Sandrine Charles of Sandrine Charles Consulting
Years working as a publicist (including assistant years): About 13 years.
Brands you represent: Daily Paper, Honor The Gift, DITA, Yitty, CULTNAKED, NIA, Sadi Studios, Zellerfeld, Riot Swim and many more.
What do you love most about NYFW?: Seeing and working with people I don't necessarily get to see all the time throughout the season.
Your go-to fashion item for NYFW: A black suit.
How would you define “moving Black forward”? I believe the work I do, the talent we dress and the brands we represent inject the movement of moving Black forward by incorporating Black creatives wherever possible.
Kevin McIntosh Jr of KMJR Consulting
Years working as a publicist (including assistant years): I've been in the fashion industry for 12-13 years, with 10 of those years working as a publicist.
Brands you represent: A handful of your favorites 😊
What do you love most about NYFW?: The fun events, coming together with folks and rekindling those bonds with industry friends, whether it be models, editors, socialites or influencers.
Your go-to fashion item for NYFW: A strong black pant. I have this pair from Prada that fits well and feels good on. I can run in them, squat in them or just rest normal in them.

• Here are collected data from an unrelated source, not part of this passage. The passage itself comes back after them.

PR #287, opened 2018-01-21
added TE 1-776087 23POS AMPSEAL

kleini:
Datasheet: http://www.te.com/usa-en/product-776087-4.html
The 3D model is already added and positioned. I will create a separate pull request to the kicad-packages3D repository.

te_1-776087

Replaces pull request 286 due to wrong branch on my side according to contributions guide.

------------


Shackmeister:
Hi @kleini have you taken a look at the Traivis output? :) these errors will need to get fixed before it can be merged

kleini:
Sorry, I don't have enough knowledge about PCBs and all their names and definitions. What is RefDes, F.Fab, courtyard B.Cu, B.Mask and so on? I have no idea, what I need to fix.

poeschlr:
RefDes is the reference designator [More info see Wiki](https://en.wikipedia.org/wiki/Reference_designator) Kicad by default adds one to the footprint. To get a second reference designator on the kicad layer "F.Fab" you need to add a user text field with content %R

Everything else you mentioned are technical layers in kicad. Every layer can be exported to one gerber file.
- The F.Cu and B.Cu layers are the copper layers (F = front, B = back), 
  - Pads can also define that they should be on all copper layers (=*.Cu) but they can not be placed on a specific inner copper layers.
- F.Mask and B.Mask define [soldermask](https://en.wikipedia.org/wiki/Solder_mask) cutouts (It is the negative of the resulting film that covers your board.)
- F.Fab and B.Fab are documentation layers. These are intended to be used for communicating with board assembly houses and for user documentation.
- F.CrtYd and B.CrtYd are used to define a courtyard area. (The courtyard defines where no other component should be placed.)
  - This area takes as reference the bounding box around pads and component body (Whichever results in a larger area)
  - Depending on component there is a clearance between that reference shape and the courtyard shape. (For connectors the clearance has to be 0.5mm)
  - In addition the courtyard is drawn to the nearest 0.01mm grid.

---

Travis tries to tell you that through hole pads should have all copper layers enabled plus top and bottom mask.

It also requests that you put the exact component outline on F.Fab layer plus a copy of the reference also on fab.

From the screenshot it seems you have not defined a courtyard area.

You also do not seem to have a pin 1 marker on the silk layer. (This marker should be made such that it is visible after component placement -> outside the area covered by the component)

---

About other kicad layers:
- F.Paste and B.Paste define the area that will be covered with [solder paste](https://en.wikipedia.org/wiki/Solder_paste) (In datasheets often called stencil) This is not used for through hole components like your connector. (Only SMD components can be [reflow soldered](https://en.wikipedia.org/wiki/Reflow_soldering))
- F.Adhes and B.Adhes are layers to define adhesive (=glue) areas. For automatically manufacturing boards this becomes necessary if you have large components on the bottom side while reflow soldering.
- Dwgs.User and Cmts.User are used for user drawings and comments. (In the official lib we use these layers to communicate between the footprint designer and the footprint user. An example is to communicate copper keepout areas as these are not directly supported by kicad.)
- Eco1 and Eco2 are layers with no specific defined purpose. (The user can use them for whatever they want. We do not use them in the official lib)
- Margin layer: I do not really know the purpose of this layer.
- Edge.cuts: This layer is used to communicate with the manufacturer what the final board shape should look like.
  - It is not supported in the footprint editor. (Limited support will come in version 6 of kicad)
  - It would be useful for defining edge connectors or components that need a cotout

kleini:
Many thanks for the very good explanation. "I'll do my very best."

poeschlr:
I used my explanations above as a basis for a new FAQ entry on the kicad forum: https://forum.kicad.info/t/what-is-the-meaning-of-the-layers-in-pcb-new-and-in-the-footprint-editor/9688

Shackmeister:
hi @kleini are you planning to continue with this PR? :)

kleini:
all open issues are fixed

poeschlr:
Sorry it took so long. I finally found time to look at this in more detail. I used [this mirror of the datasheet](http://www.te.com/commerce/DocumentDelivery/DDEController?Action=srchrtrv&DocNm=776087&DocType=Customer+Drawing&DocLang=English) to check the footprint as there was a problem with the TE website at the time i checked the footprint.

In general the pad positions look ok. However the drill size for the stabilizing pins should be 2.85mm instead of 1.75mm

---

Now the really bad part. You should definetly make the outline on fab a bit more detailed. You should also add a mark where the board edge should be. (or where it is not to be)
Add a fab outline also for the connector part that is outside of the board. (to show the user of the footprint which side of the connector is the one where the connection takes place.)

Add a silk outline (only on the part that is on the board.
Add a pin 1 marker on silk

The courtyard outline should have a clearance of 0.5mm all around.

---

For reference the dimensioned drawing i made of this footprint.
screenshot from 2018-05-08 15-59-04

kleini:
Maybe we should give up on this connector trying to add it to the library. KiCad does not work any more after upgrading to Bionic Beaver.

poeschlr:
KiCad has a few problems on ubuntu 18.04 it seems. Head over to the bugtracker or to the forum for tips how to get it back to work. (My suggestion formed by my 10 years of experience using fedora is not to upgrade any linux operating system on the first few days of its release. Especially if you use specialized software.)

---

The thing with the "not even able to make a pad square" part is what surprises me a bit. The pad shape is set in the same dialog that you use to add a pad. Getting to this dialog after the pin has been placed is done like in every other software. (using the left click context menu) There is even a shortcut (e for edit)

For the connector outline you can use dxf import or freecad stepup if you much rather use mechanical CAD tools for that part.

kleini:
Sorry, in my edit dialogue was no option to make pad square. There are just different sizes of holes and pads available. Both the routing part and the part editor die with a segfault. I still have one system, that is still on Ubuntu 17.10. Will use that to make the necessary changes. Do you have a hint for a similar part where all these necessary outlines exist, so I can get some advice how to do that?

poeschlr:
Any sub-d connector should give you an inspiration.

The edit dialog for pads should look like this:
screenshot from 2018-05-09 14-13-09

Shackmeister:
Hi @kleini are you planning on working on this PR? :)

kleini:
Hi, I am still working on this. I added already all necessary outlines. Still open are the rectangular pads. Stay tuned.

Shackmeister:
Sounds great :) thank you for the response.
And please don't hesitate to write here if you need some help :)

Shackmeister:
Hi @kleini 
footprint is looking pretty good, but I still have a few remarks :)

- silkscreen width should be 0.12mm instead of 0.1mm :)

- instead of a triangle on the silkscreen, a line is typically used. (see image 1)

- F7.5 only says the annular ring must be **at least* 0.15mm, so the pads should definitely be bigger than they are now. Bonus info, remember the courtyard is from the fabline or the pad, which ever is further out.

- Stabilizing pads should have "MP" as the pinnumbers, short for "Mounting Pads"

- please add a triangle on the fablayer indicating where the pin 1

- fab REF** (%R) should be in the center of the footprint when possible

- A line should be added on Dwgs.user together with the text "PCB edge here" to indicate where the Edgecut should be.

- the courtyard line going through the footprint should be removed

kleini:
- I copied the silkscreen width from some D-Sub connector. Then it is wrong there. Corrected to 0.12mm.
- Triangle is copied from same D-Sub connector. Fixed.
- Regarding F7.5: The connector has two mounting pins placed through the board. Those pins are made out of plastic and they can not be soldered. Therefore a pad does not make sense here at all, but the whole should be there in the board. These plastik pins are inside the fabline and inside the courtyard. I still have no solution to modell that without violating F7.5.
- Named those holes for mounting pins "MP".
- Created a triangle to mark pin 1 on the fablayer.
- fab REF** can not be in the center of the footprint, because there are pads. Tried to position it as near to the middle as possible.
- Removed courtyard line going through the footprint. This was the indicator for the PCB Edge, stolen from the D-Sub 25 connector. Replaced that with a line on fab and placed the text "PCB Edge".

You should mention somewhere in your documentation a perfectly designed footprint, which can be used to learn from.

Shackmeister:
Sorry didn't understand it was plastik.
You should do the following :
- remove the "MP" pin number. 
- change the pad type to "NPTH" which stands for "Non Plated Through Hole" which is the type you should use for these holes. 
- Fab REF** can be placed over pads, shouldn't matter when only fab layer is plotted (great for placement drawing)

kleini:
- Got NPTH through checks.
- Fab REF** is placed in center over pads.
Done from my side. Please check.

Shackmeister:
last note for the drawing, please center the value designator.

I believe the Name needs some tweaking.
TE_AMPSEAL_776087-x_3Rows_23_P4.0mm_Horizontal
or
TE_AMPSEAL_1-776087-x_3Rows_23_P4.0mm_Horizontal

If I understand it correctly, the "-1" is depending on gold pins.
Shouls we go with one of them or should we have an "x-" option?
@poeschlr @evanshultz @Ratfink

kleini:
Will rename to TE_AMPSEAL_776087-x_3Rows_23_P4.0mm_Horizontal. The leading "1-776087" vs. "776087" indicates contacts in Gold while the other one has tin. The trailing "-x" indicates the color of the housing
- -1 black
- -2 natural
- -4 gray
- -5 blue
Regarding the above explanation, how should the naming be?

Shackmeister:
Since all the other TE footprints has "1-" in the MPN, and nobody has made any noise. I suggest we add it, and then merge it.
Thanks for the patience and your contribution to kicad :)

thomasonw:
One suggesting: it would be helpful to indicate somewhere definitively where the front mounting surface of the connector is (the face that mates up with the the panel).  Much like the PCB edge is show, but in this case showing where the panel inside face would expect to be.

Shackmeister:
Hi @kleini 
The (hopefully) final changes needed :)

- add the "1-" in the MPN

- the 2 horizontal lines at position Y 15,8mm, should be moved +0,75mm (17,3 in total) since thats where the actual part ends (note the small bumps). Please replace these to lines with one going thrught the component

- Add a text like the "PCB edge" in dwgs.user. with something like "Panel edge" (@poeschlr @evanshultz @Ratfink suggestions for better name?)

kleini:
@Shackmeister 
- Names have everywhere the leading "1-".
- I moved the lines to 16,55mm as there ends the plastic part of the connector. The additional 0,75mm of the gasket needs to be compressed to create a fully waterproof sealing.
- I created the additional test "Panel edge"

kleini:
Sorry, wrongly pressed the "Comment and close" button.

Shackmeister:
@kleini 
Since there hasn't been any objections, Im gonna say thank you for your contribution and merge the footprint :)

PR #289, opened 2018-01-22
Courtyard fixes for keyswitches and IDC headers

fauxpark:
@poeschlr alerted me to the fact that I've been doing courtyard lines wrong. I figured I should go back through my previous contributions and redo them so they're offset from the fab outline instead of the silkscreen.


poeschlr:
I checked a few of these at random, they seem ok so i will merge as is. Thanks

PR #292, opened 2018-01-22
Add Microsemi_QFN-40-32-2EP_6x8mm_P0.5mm

evanshultz:
I just realized that https://github.com/KiCad/Housings_DFN_QFN.pretty/pull/74 didn't get merged. See that PR for an image.

Datasheet: https://www.microsemi.com/document-portal/doc_download/131677-pd70224-data-sheet

Image:
https://user-images.githubusercontent.com/1936989/32519326-3e3328c0-c3c1-11e7-999c-6e7c61c73e98.png

Notes:
- I didn't add any paste pads on the bottom layer.
- I used the pin numbering scheme @SchrodingersGat mentioned when pins are removed, and I compressed the pin numbers used to avoid any skipped pin numbers.
- Schematic symbol PR is at KiCad/kicad-library#1812.
- Footprint is used by symbol PD70224 at https://github.com/KiCad/kicad-symbols/blob/master/Power_Management.lib.
------------

- [ x ] Provide a URL to a datasheet for the footprint(s) you are contributing
- [ x ] An example screenshot image is very helpful 
- [ x ] If there are matching symbol or 3D model PRs, provide link(s) as appropriate
- [ x ] Check the output of the Travis automated check scripts - fix any errors as required


poeschlr:
The current way to define such footprints is as follows:
- Have one large smd copper pad on top that optionally defines mask as well. (If a specific mask cutout size is required this should be done via a special mask only pad that has no pin number.)
- The vias are defined as copper only with the same pin number as the pad.
- If vias are added, a separate copper only pad on the bottom should also be added. (No mask and definitely no paste on bottom)
- Paste should be broken up into smaller sections by using special paste pads. The paste pads should not have a pin number. paste coverage should be between 50% and 80% of the mask free copper area. 

This allows easy modification of the footprint by the user. (Example: They can change where the vias are, change their size, ... without the danger of changing the copper pad size.)

evanshultz:
@poeschlr 
Sorry. It appears the official Microsemi URL isn't working.

Please see pages 15-16 of http://www.mouser.com/ds/2/523/ds_pd70224_rev1_3-1013855.pdf. I have built the footprint exactly to the datasheet recommendations and named it as a manufacturer-specific footprint. (I could have made a mistake, of course, but I believe I did it correctly.)

evanshultz:
F.Cu:
image

B.Cu:
image

No F.Paste (showing F.Mask):
image

Top and bottom have exposed copper where indicated, with small squares of paste on top that will spread during reflow.  No mask over the vias.

Have I done something wrong? It's a complicated footprint, so perhaps my mind isn't reading the datasheet correctly.

evanshultz:
And no F.Mask (showing F.Paste):
image

evanshultz:
In the last screenshot the lower pair of paste pads don't seem to show up, but they are there. 1.68x2.95mm.

evanshultz:
@poeschlr Is this good to merge now?

poeschlr:
The bottom "paste" pads have the wrong layer. They are currently mask pads.

The courtyard clearance is currently 0.295. Should be 0.25 (or because of rounding 0.245)
The rest of the landing pattern looks good.

evanshultz:
@poeschlr 
Sorry, I don't quite get it about the pads. I see copper and mask on the bottom, which is correct. I don't see any paste on the bottom. Can you help me understand? Quickly looking at the web interface for GH, here are the only pads with any bottom layers:
image

My courtyard was wrong. Fixed now. Sorry about that. Odd that Travis didn't catch it...

poeschlr:
Not bottom of pcb. "bottom" of screen. (The two paste pads that are not visible in your screenshot.)

evanshultz:
@poeschlr 
Ahh! Thank you. Fixed now.

poeschlr:
Thanks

How would you define “moving Black forward”?: I think "moving Black forward" looks like a lot of things in the fashion industry; however, working with projects that help our community and making sure Black people have visibility I think really moves the needle forward. Bringing in and helping designers of color, working on not only luxury but also contemporary brands where Black women and men can see themselves also helps. Putting friends, former or current employees or strangers in positions where they get to make choices and elevate their careers is also a way to move us forward. Like I said, it’s a combination of things but making sure the door is open and people know what’s out there is number one. Also knowing when to say no is key. It’s just as important as when we’re saying yes—taking on things that doesn’t move the needle or is beneath the vision shouldn’t be done. Or, at least we work not do so.